Great post Moo and it takes me down memory lane. My Calabash was really not heavy at all. In fact, I was shocked at how light it was when the salesman handed it to me from the glass display. Because of the sheer mass of it, I expected it to be a boat anchor, but I guess due to a very light and porous hunk of meer, it was shockingly light and comfortable to clench.

You're spot-on about the stand. It was must-have. There was simply no way to lay it down in any respectable fashion. Also, you're correct about smoking a full bowl being a serious time investment. It's kind of like smoking a Churchill; you're in for at least a two-hour ride. Coolest, driest, most pleasant smoking pipe I ever lit.

Thanks for exposing the Dark Continent Connection. I never knew that.

Thanks for this! Great thread. :yo:


----------



## Mister Moo (Sep 8, 2005)

commonsenseman said:


> ...I think I have the same pipe as you Dan... ...a blast to smoke.
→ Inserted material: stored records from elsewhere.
PR #17, opened 2016-08-17
object omit init

dawsonbotsford:
Create omit function:

Example:
```js
var obj = {a: 3, b: 5, c: 9};
omit(obj, ['a', 'c']); // {b: 5}
```


angus-c:
looks great - thanks!

PR #19, opened 2016-08-31
Add array-choice and tests

LINKIWI:
I've noticed that I write the pattern `arr[Math.floor(Math.random() * arr.length)]` very frequently.

`array-choice` is a new package that mirrors the API of Python's [`random.choice`](https://docs.python.org/2/library/random.html#random.choice) by returning a randomly selected value from the input array. This PR deviates from the Python API by returning undefined rather than throwing an exception if the input is empty or undefined.

Feel free to close this PR if the use case is not valid/too low-frequency.


angus-c:
This is great! I use this pattern all the time

Two small things:
1) I think 'just-random' might better describe it
2) can you also update the general README (and contents)

thanks!

angus-c:
thanks!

I've been smoking Penzance out of it lately, very cool. :yo:


Ah.... the ubiquitous Pioneer calabash. If somewhat uninspired on the stem and ferrule work the pipes nevertheless had (mostly) lovely gourds, excellent cork work and functional pressed meer bowls. I think they must have offered a lot of pipe for a very easy price back in the day. I was running a lot of bulk Pez through mine, too, until it got too cold to smoke on the back porch. Nice combo, calabash and latakia - makes me feel connected to old boys long gone, tonic in glass, reaching for the gin bottle. 



Herf N Turf said:


> ... My Calabash was really not heavy at all. In fact, I was shocked at how light it was when the salesman handed it to me from the glass display. Because of the sheer mass of it, I expected it to be a boat anchor, but I guess due to a very light and porous hunk of meer, it was shockingly light and comfortable to clench.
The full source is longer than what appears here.